Обе попытки кончаются для престарелого насильника полной катастрофой. В первый раз он является ночью в опочивальню похищенной Людмилы, но та срывает с него шапку-невидимку и скрывается. Во второй, заманив невидимую Людмилу в сети колдовским видением раненого Руслана и усыпив ее, он намеревается продолжить свое нехорошее дело — и как раз тут появляется настоящий Руслан. «Обычное» оружие бессильно против мага, но в руках у витязя губительный для Черномора меч, который некогда был коварно похищен карлой у его брата-богатыря. Отрубив брату голову, Черномор повелел Голове стеречь меч и его тайну. Ничто теперь не спасет антагониста — ни союз со злой ведьмой, ни намерение измотать Руслана, крепко вцепившегося в бороду; бороде — конец. Безбородого карлу ждет участь приживалы при киевском дворе князя Владимира-Солнце.
«Цыганы»
Поэма
АЛЕКО
Алеко хочет стать частью «дикого», естественного мира. Когда цыганка Земфира находит его среди пустынной степи, он следует за нею в табор, чтобы стать цыганом. Цыганы не против — их воля не знает запрета (здесь цепи предназначены исключительно для медведя), как не знает и постоянства. Мудрый Старик, отец Земфиры, объясняет это новичку один раз, другой («<…> не всегда мила свобода / Тому, кто к неге приучен»). Тот заранее согласен, ибо любит Земфиру, желает быть всегда с нею — стать «вольным жителем мира», как «птичка Божия» не знать «ни заботы, ни труда». Увы, он не догадывается, что цыганы свободны до конца; что при всей своей страстности они не ведают продолжительной, жаркой страсти, а значит, не знают и верности. Ему нужна свобода от чужого диктата, но он никогда не признает чужую свободу от себя самого. Прежде всего — свободу Земфиры любить, кого она захочет.
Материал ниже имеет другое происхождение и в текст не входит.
PR #181, opened 2025-06-23
Feature-179-Sprint-view-optIn-changes

StudVladimir:
### Function: `getWorkHoursHandler` (`src/functions/severa/get-filtered-workhours/handler.ts`)
**Purpose:**  
Returns Severa users' work hours, with filtering by project, phase, user, and includes only opted-in users.

---

#### Filtering Only Opted-In Users
- Retrieves a list of users who have opted in for data processing.
- All requests to the Severa API are made **only** for these users.

#### Flexible Parameter Filtering
- Supports the following filters: `severaProjectId`, `severaPhaseId`, `severaUserId`, `startDate`, `endDate`.
- If `severaProjectId` is specified (and `severaUserId` is not), a **separate API request** is made for each opted-in user, filtered by project.
- If `severaUserId` is specified, the API request is made **only for that user**.
- If neither project nor user is specified, a general endpoint is used (defined in the code, but may be commented out).

#### Explicit Project Filtering
- After retrieving all work hours for opted-in users, the results are **further filtered** to include only records where `project.guid` strictly matches the provided `severaProjectId`.
- This ensures no extraneous records are returned, even if Severa API or mock data includes more than necessary.

#### Phase Filtering
- If `severaPhaseId` is provided, work hours are further filtered by the corresponding project phase.

**How to test getWorkHoursHandler?**

To run test on local backend, you can run - `npx sls invoke local -f getWorkHoursHandler --stage dev --path src/tests/serverless/mockData.json`

mockData:

```
"queryStringParameters": {
    "severaProjectId": "PROJECT_ID"
  }
```

Possible project IDs:
```
f7d6b20f-20a7-8abc-b9af-527537a6f197
7f981300-a213-bdd3-5a2c-2f05441ce29a
334a66c6-cb35-fb03-b209-18626a31047e
```
---
### Function: `getResourceAllocationHandler` (`handler.ts`)
**Purpose:**  
Returns Severa users' resource allocations, including only opted-in users. Supports filtering by user.

---

#### Filtering Only Opted-In Users
- Retrieves a list of users who have explicitly opted in.
- All requests to the Severa API are made **only for these users**.

#### Flexible User Filtering
- Supports the `severaUserId` filter (via query string).
- If `severaUserId` is provided, the Severa API request is made **only for that user**.
- If `severaUserId` is not provided, a **separate request** is made for **each** opted-in user, and the results are combined.

#### Batch Requests for All Opted-In Users
- To retrieve resource allocations for **all** opted-in users, the function makes **parallel API requests** to Severa for each user.
- All results are merged into a single array before being returned to the client.

#### Consistent Data Mapping
- After fetching data from the Severa API, all resource allocations are mapped into a unified internal format: `ResourceAllocationModel`.

**How to test getResourceAllocationHandler?**

To run test on local backend, you can run - `npx sls invoke local -f getResourceAllocationHandler --stage dev --path src/tests/serverless/mockData.json`

For testing through **POSTMAN**, run backend localy and use this url - `http://localhost:3000/dev/severa/resourceAllocations?severaUserId`
`http://localhost:3000/dev/severa/resourceAllocations?severaUserId=USER_ID`

### DIFF
--- a/src/functions/severa/get-filtered-workhours/handler.ts
+++ b/src/functions/severa/get-filtered-workhours/handler.ts
@@ -26,10 +26,12 @@ export const getWorkHoursHandler: APIGatewayProxyHandler = async (event) => {
     } else {
       if (severaUserId) {
         if (!optInUserGuids.has(severaUserId)) {
-          allWorkHours = [];
-        } else {
-          allWorkHours = await api.getWorkHoursForUser(severaUserId, startDate, endDate);
+          return {
+            statusCode: 404,
+            body: JSON.stringify({ error: "User not found or not opted-in" }),
+          };
         }
+        allWorkHours = await api.getWorkHoursForUser(severaUserId, startDate, endDate);
       } else {
         throw new Error("severaUserId is required when severaProjectId is not specified");
       }
--- a/src/functions/severa/get-filtered-workhours/handler.ts
+++ b/src/functions/severa/get-filtered-workhours/handler.ts
@@ -19,6 +19,7 @@ export const getWorkHoursHandler: APIGatewayProxyHandler = async (event) => {
     const optInUsers = await api.getOptInUsers();
     const optInUserGuids = new Set(optInUsers.map((u) => u.guid));
 
+    let errors: Array<{ userGuid: string, error: any }> = [];
     // If severaProjectId is specified and severaUserId is not, make requests for each opted-in user
     let allWorkHours: SeveraResponseWorkHours[] = [];
     if (severaProjectId) {
@@ -33,7 +34,7 @@ export const getWorkHoursHandler: APIGatewayProxyHandler = async (event) => {
             const userWorkHours = await api.getWorkHours(url);
             return userWorkHours;
           } catch (e) {
-            // If there is an error for a single user, just skip
+            errors.push({ userGuid: user.guid, error: e });
             return [];
           }
         })
--- a/src/functions/severa/get-filtered-workhours/handler.ts
+++ b/src/functions/severa/get-filtered-workhours/handler.ts
@@ -30,12 +30,23 @@ export const getWorkHoursHandler: APIGatewayProxyHandler = async (event) => {
      *
      * @returns {string} - The constructed custom URL for fetching work hours.
      */
-    const buildWorkHoursUrl = (severaProjectId?: string, severaUserId?: string, startDate?: string, endDate?: string) => {
+    const buildWorkHoursUrl = async (severaProjectId?: string, severaUserId?: string, startDate?: string, endDate?: string) => {
       let endpointPath: string;
+      try {
+      await api.getKeywordIdForUser(severaUserId, "isSeveraOptIn");
+    } catch {
+      return {
+        statusCode: 403,
+        body: JSON.stringify({ message: "User has not opted in." }),
+      };
+    }
 
       if (severaProjectId) {
         endpointPath = `projects/${severaProjectId}/workhours`;
       } else if (severaUserId) {
+      if (severaUserId && !optInUserGuids.has(severaUserId)) {
+        throw new Error("User has not opted in.");
+      }
         endpointPath = `users/${severaUserId}/workhours`;
       } else {
         endpointPath = "workhours";
@@ -49,7 +60,11 @@ export const getWorkHoursHandler: APIGatewayProxyHandler = async (event) => {
       return customUrl;
     };
 
-    const url = buildWorkHoursUrl(severaProjectId, severaUserId, startDate, endDate);
+    const url = await buildWorkHoursUrl(severaProjectId, severaUserId, startDate, endDate);
+    if (!(url instanceof URL)) {
+      // url is an error response object, return it directly
+      return url;
+    }
     const response = await api.getWorkHours(url);
 
     // Filtering by opted in users only
--- a/src/functions/severa/get-filtered-workhours/handler.ts
+++ b/src/functions/severa/get-filtered-workhours/handler.ts
@@ -11,7 +11,7 @@ import type SeveraResponseWorkHours from "src/types/severa/workHour/severaRespon
  * @param event - API Gateway event containing the userId, projectId, and phaseId.
  */
 export const getWorkHoursHandler: APIGatewayProxyHandler = async (event) => {
-  const { startTime: startTime, endTime: endTime, severaProjectId, severaPhaseId, severaUserId } = event.queryStringParameters || {};
+  const { startDate: startDate, endDate: endDate, severaProjectId, severaPhaseId, severaUserId } = event.queryStringParameters || {};
 
   try {
     const api = CreateSeveraApiService();
@@ -30,8 +30,8 @@ export const getWorkHoursHandler: APIGatewayProxyHandler = async (event) => {
             const url = new URL(`${process.env.SEVERA_DEMO_BASE_URL}/v1/users/${user.guid}/workhours`);
             // This endpoint/query parameter is working but it is not documented proper in Severa API spec
             url.searchParams.append("projectGuid", severaProjectId);
-            if (startTime) url.searchParams.append("startDate", startTime);
-            if (endTime) url.searchParams.append("endDate", endTime);
+            if (startDate) url.searchParams.append("startDate", startDate);
+            if (endDate) url.searchParams.append("endDate", endDate);
             const userWorkHours = await api.getWorkHours(url);
             return userWorkHours;
           } catch (e) {
@@ -55,8 +55,8 @@ export const getWorkHoursHandler: APIGatewayProxyHandler = async (event) => {
       } else {
         throw new Error("severaUserId is required when severaProjectId is not specified");
       }
-      if (startTime) url.searchParams.append("startTime", startTime);
-      if (endTime) url.searchParams.append("endTime", endTime);
+      if (startDate) url.searchParams.append("startDate", startDate);
+      if (endDate) url.searchParams.append("endDate", endDate);
 
       allWorkHours = await api.getWorkHours(url);
     }
--- a/src/functions/severa/get-filtered-workhours/handler.ts
+++ b/src/functions/severa/get-filtered-workhours/handler.ts
@@ -11,7 +11,7 @@ import type SeveraResponseWorkHours from "src/types/severa/workHour/severaRespon
  * @param event - API Gateway event containing the userId, projectId, and phaseId.
  */
 export const getWorkHoursHandler: APIGatewayProxyHandler = async (event) => {
-  const { startDate, endDate, severaProjectId, severaPhaseId, severaUserId } = event.queryStringParameters || {};
+  const { startTime: startTime, endTime: endTime, severaProjectId, severaPhaseId, severaUserId } = event.queryStringParameters || {};
 
   try {
     const api = CreateSeveraApiService();
@@ -30,8 +30,8 @@ export const getWorkHoursHandler: APIGatewayProxyHandler = async (event) => {
             const url = new URL(`${process.env.SEVERA_DEMO_BASE_URL}/v1/users/${user.guid}/workhours`);
             // This endpoint/query parameter is working but it is not documented proper in Severa API spec
             url.searchParams.append("projectGuid", severaProjectId);
-            if (startDate) url.searchParams.append("startDate", startDate);
-            if (endDate) url.searchParams.append("endDate", endDate);
+            if (startTime) url.searchParams.append("startDate", startTime);
+            if (endTime) url.searchParams.append("endDate", endTime);
             const userWorkHours = await api.getWorkHours(url);
             return userWorkHours;
           } catch (e) {
@@ -53,11 +53,10 @@ export const getWorkHoursHandler: APIGatewayProxyHandler = async (event) => {
       if (severaUserId) {
         url = new URL(`${process.env.SEVERA_DEMO_BASE_URL}/v1/users/${severaUserId}/workhours`);
       } else {
-      // Absolute endpoint, fetching all work hours
-      url = new URL(`${process.env.SEVERA_DEMO_BASE_URL}/v1/workhours`);
+        throw new Error("severaUserId is required when severaProjectId is not specified");
       }
-      if (startDate) url.searchParams.append("startDate", startDate);
-      if (endDate) url.searchParams.append("endDate", endDate);
+      if (startTime) url.searchParams.append("startTime", startTime);
+      if (endTime) url.searchParams.append("endTime", endTime);
 
       allWorkHours = await api.getWorkHours(url);
     }
--- a/src/functions/severa/get-filtered-workhours/handler.ts
+++ b/src/functions/severa/get-filtered-workhours/handler.ts
@@ -16,6 +16,10 @@ export const getWorkHoursHandler: APIGatewayProxyHandler = async (event) => {
   try {
     const api = CreateSeveraApiService();
 
+    // Getting the list of opted in users
+    const optInUsers = await api.getOptInUsers();
+    const optInUserGuids = new Set(optInUsers.map((u) => u.guid));
+
     /**
      * Construct a custom url for fetching workHours with required queryParams.
      *
@@ -48,11 +52,15 @@ export const getWorkHoursHandler: APIGatewayProxyHandler = async (event) => {
     const url = buildWorkHoursUrl(severaProjectId, severaUserId, startDate, endDate);
     const response = await api.getWorkHours(url);
 
+    // Filtering by opted in users only
     const filteredWorkHours = response.filter((workHours: SeveraResponseWorkHours) => {
-    /**
-     * Note: If severaProjectId and severaUserId are both true, the work hours data
-     * will be filtered by project in the Severa API call due to workHours custom url.
-     */
+      if (!workHours.user?.guid || !optInUserGuids.has(workHours.user.guid)) {
+        return false;
+      }
+      /**
+       * Note: If severaProjectId and severaUserId are both true, the work hours data
+       * will be filtered by project in the Severa API call due to workHours custom url.
+       */
       if (severaProjectId && severaUserId) {
         const filteredWorkHoursUserProject = FilterUtilities.filterByUserSevera(workHours.user?.guid, severaUserId);
         if (!filteredWorkHoursUserProject) return false ;
--- a/src/functions/severa/get-filtered-workhours/handler.ts
+++ b/src/functions/severa/get-filtered-workhours/handler.ts
@@ -15,75 +15,60 @@ export const getWorkHoursHandler: APIGatewayProxyHandler = async (event) => {
 
   try {
     const api = CreateSeveraApiService();
-
     // Getting the list of opted in users
     const optInUsers = await api.getOptInUsers();
     const optInUserGuids = new Set(optInUsers.map((u) => u.guid));
 
-    /**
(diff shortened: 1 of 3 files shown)


src/functions/severa/get-filtered-workhours/handler.ts
```diff
@@ -15,52 +15,60 @@ export const getWorkHoursHandler: APIGatewayProxyHandler = async (event) => {
...
+    } else {
+      // Standard logic for other cases (by userId or without projectId)
+      // Manually build the URL since buildWorkHoursUrl does not exist
+      let url: URL;
+      if (severaUserId) {
+        url = new URL(`${process.env.SEVERA_DEMO_BASE_URL}/v1/users/${severaUserId}/workhours`);
       } else {
-        endpointPath = "workhours";
+      // Absolute endpoint, fetching all work hours
+      url = new URL(`${process.env.SEVERA_DEMO_BASE_URL}/v1/workhours`);
```
StudVladimir: This is Absolut endpoint which return all possible values without any filtering. If you are testing code using parametrs, you should comment this line.

For future this line would be deleted due to the possibility of requesting data from users who have not passed the OptedIn check. Safe in a test environment, but be sure to remove before production.

src/functions/severa/get-filtered-workhours/handler.ts
```diff
@@ -15,52 +15,60 @@ export const getWorkHoursHandler: APIGatewayProxyHandler = async (event) => {
...
       }
+      if (severaProjectId) url.searchParams.append("projectGuid", severaProjectId);
+      if (startDate) url.searchParams.append("startDate", startDate);
+      if (endDate) url.searchParams.append("endDate", endDate);
```
StudVladimir: Now when testing I do not recommend adding parameters start date and end date because they do not exist in the current configuration

StudVladimir:
**How to test getWorkHoursHandler?**

To run test on local backend, you can run - `npx sls invoke local -f getWorkHoursHandler --stage dev --path src/tests/serverless/mockData.json`

mockData:

```
"queryStringParameters": {
    "severaProjectId": "PROJECT_ID"
  }
```

Possible project IDs:
```
f7d6b20f-20a7-8abc-b9af-527537a6f197
7f981300-a213-bdd3-5a2c-2f05441ce29a
334a66c6-cb35-fb03-b209-18626a31047e
```

MuhammadKashif064 (approved):

StudVladimir:
**How to test getResourceAllocationHandler?**

To run test on local backend, you can run - `npx sls invoke local -f getResourceAllocationHandler --stage dev --path src/tests/serverless/mockData.json`

For testing through **POSTMAN**, run backend localy and use this url - `http://localhost:3000/dev/severa/resourceAllocations?severaUserId`
`http://localhost:3000/dev/severa/resourceAllocations?severaUserId=USER_ID`

StudVladimir:
### Function: `getResourceAllocationHandler` (`handler.ts`)
**Purpose:**  
Returns Severa users' resource allocations, including only opted-in users. Supports filtering by user.

---

### Key Features

#### Filtering Only Opted-In Users
- Retrieves a list of users who have explicitly opted in.
- All requests to the Severa API are made **only for these users**.

#### Flexible User Filtering
- Supports the `severaUserId` filter (via query string).
- If `severaUserId` is provided, the Severa API request is made **only for that user**.
- If `severaUserId` is not provided, a **separate request** is made for **each** opted-in user, and the results are combined.

#### Batch Requests for All Opted-In Users
- To retrieve resource allocations for **all** opted-in users, the function makes **parallel API requests** to Severa for each user.
- All results are merged into a single array before being returned to the client.

#### Consistent Data Mapping
- After fetching data from the Severa API, all resource allocations are mapped into a unified internal format: `ResourceAllocationModel`.

src/functions/severa/get-filtered-workhours/handler.ts
Jdallos: Why not remove this already as we have discussed that this endpoint is not suitable for our needs as we can't ensure it is only fetching opted in Users?

src/functions/severa/get-filtered-workhours/handler.ts
Jdallos: If there parameters don't exist/ don't work then they should be removed. However I though we looked at the spec together and found that they did exist (at least for some of the severa endpoints you are requesting) but they were named slightly different- if this is the case then the naming should be updated to use the correct name.

StudVladimir: I was wrong, the parameters were correct - startDate/endDate has to be used. They are using as parameters for filtering output, but they are not shown in output, that's why I was confused.

balashova12 (approved):

gun-girl (approved):

src/functions/severa/get-filtered-workhours/handler.ts
```diff
@@ -11,56 +11,64 @@ import type SeveraResponseWorkHours from "src/types/severa/workHour/severaRespon
  * @param event - API Gateway event containing the userId, projectId, and phaseId.
  */
 export const getWorkHoursHandler: APIGatewayProxyHandler = async (event) => {
-  const { startDate, endDate, severaProjectId, severaPhaseId, severaUserId } = event.queryStringParameters || {};
+  const { startDate: startDate, endDate: endDate, severaProjectId, severaPhaseId, severaUserId } = event.queryStringParameters || {};
```
Jdallos: This renaming is redundant for startDate and endDate

src/functions/severa/get-filtered-workhours/handler.ts
```diff
@@ -11,56 +11,64 @@ import type SeveraResponseWorkHours from "src/types/severa/workHour/severaRespon
...
 
   try {
     const api = CreateSeveraApiService();
+    // Getting the list of opted in users
```
Jdallos:
```suggestion
```
Unnecessary comment

src/functions/severa/get-filtered-workhours/handler.ts
```diff
@@ -11,56 +11,64 @@ import type SeveraResponseWorkHours from "src/types/severa/workHour/severaRespon
...
+    const optInUsers = await api.getOptInUsers();
+    const optInUserGuids = new Set(optInUsers.map((u) => u.guid));
```
Jdallos, line 19: No harm in using a set here, although I wouldn't expect it to be necessary.

src/functions/severa/get-filtered-workhours/handler.ts
```diff
@@ -11,56 +11,64 @@ import type SeveraResponseWorkHours from "src/types/severa/workHour/severaRespon
...
-
-      if (severaProjectId) {
-        endpointPath = `projects/${severaProjectId}/workhours`;
-      } else if (severaUserId) {
-        endpointPath = `users/${severaUserId}/workhours`;
+    let errors: Array<{ userGuid: string, error: any }> = [];
+    // If severaProjectId is specified and severaUserId is not, make requests for each opted-in user
+    let allWorkHours: SeveraResponseWorkHours[] = [];
+    if (severaProjectId) {
+      // Request in parallel for each opted-in user
```
Jdallos:
```suggestion
```
Unnecessary comment

src/functions/severa/get-filtered-workhours/handler.ts
```diff
@@ -11,56 +11,64 @@ import type SeveraResponseWorkHours from "src/types/severa/workHour/severaRespon
...
+            if (endDate) url.searchParams.append("endDate", endDate);
+            const userWorkHours = await api.getWorkHours(url);
+            return userWorkHours;
+          } catch (e) {
+            errors.push({ userGuid: user.guid, error: e });
+            return [];
+          }
+        })
+      );
+      // Combine all results
```
Jdallos:
```suggestion
```
Remove unnecessary comment

src/functions/severa/get-filtered-workhours/handler.ts
```diff
@@ -11,56 +11,64 @@ import type SeveraResponseWorkHours from "src/types/severa/workHour/severaRespon
...
+      allWorkHours = workHoursResults.flat();
+      // Filtering only for the specified project
```
Jdallos:
```suggestion
      // Filtering only for the specified project
```
Remove unnecessary comment

src/functions/severa/get-filtered-workhours/handler.ts
```diff
@@ -11,56 +11,64 @@ import type SeveraResponseWorkHours from "src/types/severa/workHour/severaRespon
...
+      allWorkHours = allWorkHours.filter(
+        (workHours) => workHours.project?.guid == severaProjectId
+      );
+    } else {
+      // Standard logic for other cases (by userId or without projectId)
+      // Manually build the URL since buildWorkHoursUrl does not exist
```
Jdallos: Remove unnecessary comment

src/functions/severa/get-filtered-workhours/handler.ts
```diff
@@ -11,56 +11,64 @@ import type SeveraResponseWorkHours from "src/types/severa/workHour/severaRespon
...
+            // This endpoint/query parameter is working but it is not documented proper in Severa API spec
+            url.searchParams.append("projectGuid", severaProjectId);
+            if (startDate) url.searchParams.append("startDate", startDate);
+            if (endDate) url.searchParams.append("endDate", endDate);
+            const userWorkHours = await api.getWorkHours(url);
+            return userWorkHours;
+          } catch (e) {
+            errors.push({ userGuid: user.guid, error: e });
+            return [];
+          }
```
Jdallos: Could this logic be moved into the sever service as a method there. That's where we want the request logic to be and it keeps the lambda handler as clean and clear as possible

src/functions/severa/get-filtered-workhours/handler.ts
```diff
@@ -11,56 +11,64 @@ import type SeveraResponseWorkHours from "src/types/severa/workHour/severaRespon
...
+        throw new Error("severaUserId is required when severaProjectId is not specified");
       }
+      if (startDate) url.searchParams.append("startDate", startDate);
+      if (endDate) url.searchParams.append("endDate", endDate);
 
-      const customUrl = new URL(`${process.env.SEVERA_DEMO_BASE_URL}/v1/${endpointPath}`);
-
-      if (startDate) customUrl.searchParams.append("startDate", startDate);
-      if (endDate) customUrl.searchParams.append("endDate", endDate);
+      allWorkHours = await api.getWorkHours(url);
```
Jdallos: Again can this be moved into the severa service as another method.
Also as we no longer have the workhours endpoint request ("severaUserId is required when severaProjectId is not specified"), what happens on the front end? 
I assume it was being requested in some condition from the front end (maybe admin view) and if you are no longer handling that condition I guess it means you plan on changing the UI?

src/functions/severa/get-filtered-workhours/handler.ts
```diff
@@ -11,56 +11,64 @@ import type SeveraResponseWorkHours from "src/types/severa/workHour/severaRespon
...
-     * will be filtered by project in the Severa API call due to workHours custom url.
-     */
-      if (severaProjectId && severaUserId) {
-        const filteredWorkHoursUserProject = FilterUtilities.filterByUserSevera(workHours.user?.guid, severaUserId);
-        if (!filteredWorkHoursUserProject) return false ;
+    // Filter by opted-in users (just in case there are any "unauthorized" users in the response)
+    const filteredWorkHours = allWorkHours.filter((workHours: SeveraResponseWorkHours) => {
+      if (!workHours.user?.guid || !optInUserGuids.has(workHours.user.guid)) {
+        return false;
       }
```
Jdallos: This is a good idea, but it should be done before the request is made, then we can be sure we are not fetching any non optIn user data.

src/functions/severa/get-resource-allocations-by-user/handler.ts
```diff
@@ -14,23 +14,45 @@ export const getResourceAllocationHandler: APIGatewayProxyHandler = async (event
 
   try {
     const api = CreateSeveraApiService();
+    // Getting the list of opted in users
```
Jdallos: Remove unnecessary comment

src/functions/severa/get-resource-allocations-by-user/handler.ts
```diff
@@ -14,23 +14,45 @@ export const getResourceAllocationHandler: APIGatewayProxyHandler = async (event
...
     const url = buildResourceAllocationUrl(severaUserId);
-    const response = await api.getResourceAllocation(url);
+    let allResourceAllocations: SeveraResponseResourceAllocation[] = [];
+
+    if (url) {
+      // Normal case: for a specific user
+      const response = await api.getResourceAllocation(url);
+      allResourceAllocations = response;
+    } else {
+      // Like in get-filtered-workhours: we collect for all opted-in
```
Jdallos: Remove unnecessary comment

src/functions/severa/get-resource-allocations-by-user/handler.ts
```diff
@@ -14,23 +14,45 @@ export const getResourceAllocationHandler: APIGatewayProxyHandler = async (event
 
   try {
     const api = CreateSeveraApiService();
+    // Getting the list of opted in users
+    const optInUsers = await api.getOptInUsers();
 
     const buildResourceAllocationUrl = (severaUserId?: string) => {
```
Jdallos: Add TSDocs to functions

src/functions/severa/get-resource-allocations-by-user/handler.ts
```diff
@@ -14,23 +14,45 @@ export const getResourceAllocationHandler: APIGatewayProxyHandler = async (event
...
+      // Like in get-filtered-workhours: we collect for all opted-in
+      const resourceAllocationsResults = await Promise.all(
+        optInUsers.map(async (user: { guid: string }) => {
+          try {
+            const userUrl = new URL(`${process.env.SEVERA_DEMO_BASE_URL}/v1/users/${user.guid}/resourceallocations/allocations`);
+            const userResourceAllocations = await api.getResourceAllocation(userUrl);
+            return userResourceAllocations;
+          } catch (e) {
+            // We can add error handling per user if needed
+            return [];
```
Jdallos: We don't necessary need error handling per user, but we do need to log some kind of error message so we know if something is going on. It can remain internal to the lambda so no need to return the errors, just a console.error in here would be fine

src/functions/severa/get-resource-allocations-by-user/handler.ts
```diff
@@ -14,23 +14,45 @@ export const getResourceAllocationHandler: APIGatewayProxyHandler = async (event
...
+          }
+        })
```
Jdallos: Again would it be feesable for this request logic to be moved into an appropriately names severa service method?

Jdallos (changes requested):

src/functions/severa/get-filtered-workhours/handler.ts
StudVladimir: Yes, I will need to change endpoint in Metatavu-home. But requesting data would be the same.

src/functions/severa/get-filtered-workhours/handler.ts
StudVladimir: I want to left it with Set, it's more optimized.
Checking the value of an element is faster and there are no duplicates

src/functions/severa/get-filtered-workhours/handler.ts
```diff
@@ -11,61 +11,32 @@ import type SeveraResponseWorkHours from "src/types/severa/workHour/severaRespon
...
+      allWorkHours = await api.getFilteredWorkHoursForUsers(optInUsers, severaProjectId, startDate, endDate);
+      allWorkHours = allWorkHours.filter((workHours) => workHours.project?.guid == severaProjectId);
     } else {
-      // Standard logic for other cases (by userId or without projectId)
-      // Manually build the URL since buildWorkHoursUrl does not exist
-      let url: URL;
       if (severaUserId) {
-        url = new URL(`${process.env.SEVERA_DEMO_BASE_URL}/v1/users/${severaUserId}/workhours`);
+        if (!optInUserGuids.has(severaUserId)) {
+          allWorkHours = [];
```
Jdallos: Do you think we might want some kind of error message to be returned in this condition?

src/services/severa-api-service.ts
```diff
@@ -348,7 +350,70 @@ export const CreateSeveraApiService = (): SeveraApiService => {
...
+            const url = new URL(`${baseUrl}/v1/users/${user.guid}/workhours`);
+            // This endpoint/query parameter is working but it is not documented proper in Severa API spec
+            url.searchParams.append("projectGuid", severaProjectId);
+            if (startDate) url.searchParams.append("startDate", startDate);
+            if (endDate) url.searchParams.append("endDate", endDate);
+            const userWorkHours = await (await fetch(url.toString(), {
+              method: "GET",
+              headers: {
+                Authorization: `Bearer ${await getSeveraAccessToken()}`,
+                Client_Id: process.env.SEVERA_DEMO_CLIENT_ID,
```
Jdallos, line 383: Soon we will need to update all references to the demo client id so that it is conditional and in the case of "production environement" it uses the actual client id.
Something to keep in mind before the production update. You could make a new feature branch for this if you have time.

src/services/severa-api-service.ts
```diff
@@ -348,7 +350,70 @@ export const CreateSeveraApiService = (): SeveraApiService => {
...
+          } catch (e) {
+            errors.push({ userGuid: user.guid, error: e });
+            return [];
+          }
+        })
+      );
+      return workHoursResults.flat();
+    },
+
+    getWorkHoursForUser: async (severaUserId, startDate, endDate) => {
```
Jdallos, line 406: Missing TSDocs

src/services/severa-api-service.ts
```diff
@@ -541,3 +606,61 @@ export const updateSeveraOptInKeyword = async (
...
+ *
+ * @param severaUserId - The GUID of the Severa user (optional).
+ * @param optInUsers - Array of opted-in users ({ guid: string }[]).
+ * @returns {Promise<SeveraResponseResourceAllocation[]>} - Array of resource allocations.
+ */
+export async function getResourceAllocationsByUserOrAll(
+  severaUserId: string | undefined,
+  optInUsers: { guid: string }[]
+): Promise<SeveraResponseResourceAllocation[]> {
+  const api = CreateSeveraApiService();
```
Jdallos, line 630: All of the methods in this file should be within the CreateSeveraApiService, so it's odd this is calling it, and that (after I just checked) there are multiple methods that are not.
This would be another good task, to refactor this file so all methods are within the "createSeveraApiService". Please create a trello card for this and add it (to the top) of the backlog column.

Jdallos: It can be done as a seperate PR and does not need to be done as part of this feature.

Jdallos (approved):
Approved with a few comments

src/services/severa-api-service.ts
Jdallos: Add a card to trello backlog for this task please

src/functions/severa/get-filtered-workhours/handler.ts
StudVladimir: I think it will be good to make notification that user is not optedIn, but I want to test it first, I think that I left output of empty array for UI purposes

StudVladimir: I add error message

Так байронически-фрагментарный сюжет, распадающийся на короткие драматические отрывки, приближается к неизбежной кульминации любовного (и смыслового) конфликта. Пространствовав с любимой Земфирой два года, Алеко вдруг слышит ее намекающую песню: «Старый муж, грозный муж,/ <…> / Я другого люблю <…>». Это — саморазоблачение, контрастно оттененное Земфириным ответом, последовательно-свободным: «Ты сердиться волен…».
Развязка близка; ее ничто остановить не в силах — даже третье (по литературно-фольклорному счету обязательно последнее) предупреждение Старика. Узнав от Земфиры, что русский во сне страшно стонет и рыдает, он вызывает Алеко на разговор: вновь напоминает, что «здесь люди вольны», рассказывает поучительную историю о своей любви к матери Земфиры, Мариуле, ушедшей с цыганом из другого табора; все напрасно. Застав Земфиру с другим, Алеко убивает обоих. Т. е. вершит суд, возможный лишь там, где есть закон. Описав полный круг, действие возвращается в исходную точку — европеец, бежавший от закона на волю, сам судит волю по закону, им установленному. Чего стоит свобода, не сулящая счастья? Чего стоит цивилизация, от которой не скрыться, — ибо она гнездится в самом человеке? Алеко не находит ответа — он остается совершенно один, отвергнутый (но не осужденный!) табором. В отличие от Пленника из поэмы Пушкина «Кавказкий пленник» он не может вернуться и в «русское», европейское пространство, туда, где «старый наш орел двуглавый / Еще шумит минувшей славой».